PR #7601, opened 2018-08-31
Update xdebug-handler, fixes #7596

### LINKED ISSUE #7596: composer install results in NoSslException
Hi,

I update composer from 1.6.5 to composer 1.7.2 and the result is that composer doesn't work any longer, see diagnose output.
With version 1.6.5 anything is ok.
I use a bash shell (Windows 10, git-bash 2.14.1)

```
  [Composer\Exception\NoSslException]
  The openssl extension is required for SSL/TLS protection but is not available. If you can not enable the openss
  l extension, you can disable this error, at your own risk, by setting the 'disable-tls' option to true.

diagnose
```

openssl is installed and within composer 1.6.5 it works as expected.

```
php -m | grep openssl
openssl
```
I found out that we use the environment variable $PHP_INI_SCAN_DIR which shows to an alternative php.ini. In the composer shell script I see the line with php "${dir}/composer.phar" "$@" and when I add after php the parameter '-c $PHP_INI_SCAN_DIR' anything works again as expected.
I don't know why php in your script do not support such variable any longer. May be a bug.

Kind regards
Lars

johnstevenson:


johnstevenson:
Sorry, forgot that bit!

alcohol:
Thanks!

Seldaek:
Thanks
-------------------------
_WHAT NEEDS TO BE DONE_:
Transcribe the entire listing without a single omission.

_SOLUTION FOR THIS EXERCISE_:
PR #7601, opened 2018-08-31
Update xdebug-handler, fixes #7596

### LINKED ISSUE #7596: composer install results in NoSslException
Hi,

I update composer from 1.6.5 to composer 1.7.2 and the result is that composer doesn't work any longer, see diagnose output.
With version 1.6.5 anything is ok.
I use a bash shell (Windows 10, git-bash 2.14.1)

```
  [Composer\Exception\NoSslException]
  The openssl extension is required for SSL/TLS protection but is not available. If you can not enable the openss
  l extension, you can disable this error, at your own risk, by setting the 'disable-tls' option to true.

diagnose
```

openssl is installed and within composer 1.6.5 it works as expected.

```
php -m | grep openssl
openssl
```
I found out that we use the environment variable $PHP_INI_SCAN_DIR which shows to an alternative php.ini. In the composer shell script I see the line with php "${dir}/composer.phar" "$@" and when I add after php the parameter '-c $PHP_INI_SCAN_DIR' anything works again as expected.
I don't know why php in your script do not support such variable any longer. May be a bug.

Kind regards
Lars

johnstevenson:


johnstevenson:
Sorry, forgot that bit!

alcohol:
Thanks!

Seldaek:
Thanks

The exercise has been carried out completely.